Requirement » Return each line of the entries that mentions the word "validation".

Given records »
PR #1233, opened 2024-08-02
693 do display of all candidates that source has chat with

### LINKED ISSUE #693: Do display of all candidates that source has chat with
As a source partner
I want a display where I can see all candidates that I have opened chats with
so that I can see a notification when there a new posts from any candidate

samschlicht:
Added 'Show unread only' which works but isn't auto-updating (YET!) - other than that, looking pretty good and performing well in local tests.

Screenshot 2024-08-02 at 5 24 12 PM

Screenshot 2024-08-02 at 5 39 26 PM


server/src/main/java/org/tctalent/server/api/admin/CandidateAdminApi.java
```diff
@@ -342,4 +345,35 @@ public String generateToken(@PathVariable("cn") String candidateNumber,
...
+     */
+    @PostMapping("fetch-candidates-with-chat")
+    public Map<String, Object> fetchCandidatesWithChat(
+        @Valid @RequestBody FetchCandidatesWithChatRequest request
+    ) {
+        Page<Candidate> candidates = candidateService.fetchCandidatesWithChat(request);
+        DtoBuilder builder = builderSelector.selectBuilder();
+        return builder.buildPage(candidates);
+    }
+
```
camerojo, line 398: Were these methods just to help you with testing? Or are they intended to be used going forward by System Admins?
---
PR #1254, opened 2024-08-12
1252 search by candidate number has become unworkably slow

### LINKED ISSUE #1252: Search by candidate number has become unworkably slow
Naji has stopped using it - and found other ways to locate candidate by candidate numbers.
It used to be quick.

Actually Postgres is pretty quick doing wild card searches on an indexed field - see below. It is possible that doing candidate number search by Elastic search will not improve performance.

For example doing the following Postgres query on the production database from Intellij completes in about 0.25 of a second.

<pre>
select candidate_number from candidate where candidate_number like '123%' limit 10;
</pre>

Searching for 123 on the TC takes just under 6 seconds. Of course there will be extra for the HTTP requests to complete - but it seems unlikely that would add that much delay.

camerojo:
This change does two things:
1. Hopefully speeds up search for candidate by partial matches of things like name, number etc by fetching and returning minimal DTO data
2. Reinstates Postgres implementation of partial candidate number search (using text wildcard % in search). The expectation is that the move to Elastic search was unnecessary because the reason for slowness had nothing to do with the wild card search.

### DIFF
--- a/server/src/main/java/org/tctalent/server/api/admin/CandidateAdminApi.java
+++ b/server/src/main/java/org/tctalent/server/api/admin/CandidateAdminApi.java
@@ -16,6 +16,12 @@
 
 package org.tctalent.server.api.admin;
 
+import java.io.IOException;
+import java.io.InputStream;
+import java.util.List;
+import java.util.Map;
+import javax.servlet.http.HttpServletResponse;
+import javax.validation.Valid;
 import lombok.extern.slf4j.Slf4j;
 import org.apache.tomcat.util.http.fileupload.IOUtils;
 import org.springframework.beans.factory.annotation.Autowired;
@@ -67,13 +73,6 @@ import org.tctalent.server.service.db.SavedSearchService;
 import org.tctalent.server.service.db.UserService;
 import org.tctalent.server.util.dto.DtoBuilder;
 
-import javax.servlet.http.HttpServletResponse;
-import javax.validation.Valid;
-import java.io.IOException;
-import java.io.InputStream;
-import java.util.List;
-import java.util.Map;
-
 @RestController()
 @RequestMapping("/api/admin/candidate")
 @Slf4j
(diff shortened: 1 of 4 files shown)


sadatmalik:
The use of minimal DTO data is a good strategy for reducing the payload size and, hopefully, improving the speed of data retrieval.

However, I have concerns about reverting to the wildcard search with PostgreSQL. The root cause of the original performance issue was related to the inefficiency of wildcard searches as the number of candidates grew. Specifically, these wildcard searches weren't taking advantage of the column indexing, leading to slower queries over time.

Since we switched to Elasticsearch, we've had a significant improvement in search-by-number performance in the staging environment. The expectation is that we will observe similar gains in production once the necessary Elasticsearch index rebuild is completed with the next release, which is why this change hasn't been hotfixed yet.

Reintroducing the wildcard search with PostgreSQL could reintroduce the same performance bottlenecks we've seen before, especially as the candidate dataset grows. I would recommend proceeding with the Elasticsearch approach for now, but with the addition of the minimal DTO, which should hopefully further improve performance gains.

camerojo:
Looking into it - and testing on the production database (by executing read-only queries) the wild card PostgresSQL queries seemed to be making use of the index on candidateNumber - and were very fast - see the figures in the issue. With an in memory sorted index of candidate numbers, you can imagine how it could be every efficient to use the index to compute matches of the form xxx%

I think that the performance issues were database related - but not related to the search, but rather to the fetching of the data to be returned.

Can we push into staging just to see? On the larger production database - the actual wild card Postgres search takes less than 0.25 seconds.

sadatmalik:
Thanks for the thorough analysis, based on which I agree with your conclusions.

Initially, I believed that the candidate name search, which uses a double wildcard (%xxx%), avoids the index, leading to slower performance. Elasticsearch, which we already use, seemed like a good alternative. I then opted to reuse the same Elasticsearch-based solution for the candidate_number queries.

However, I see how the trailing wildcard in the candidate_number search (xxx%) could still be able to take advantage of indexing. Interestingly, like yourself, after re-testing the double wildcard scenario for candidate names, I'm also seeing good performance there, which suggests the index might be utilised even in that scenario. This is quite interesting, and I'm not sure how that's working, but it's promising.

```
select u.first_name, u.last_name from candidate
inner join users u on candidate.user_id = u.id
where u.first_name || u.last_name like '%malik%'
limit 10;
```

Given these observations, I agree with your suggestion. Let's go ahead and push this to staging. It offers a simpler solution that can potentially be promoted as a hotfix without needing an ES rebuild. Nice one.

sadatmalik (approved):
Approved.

Reply »
+import javax.validation.Valid;
-import javax.validation.Valid;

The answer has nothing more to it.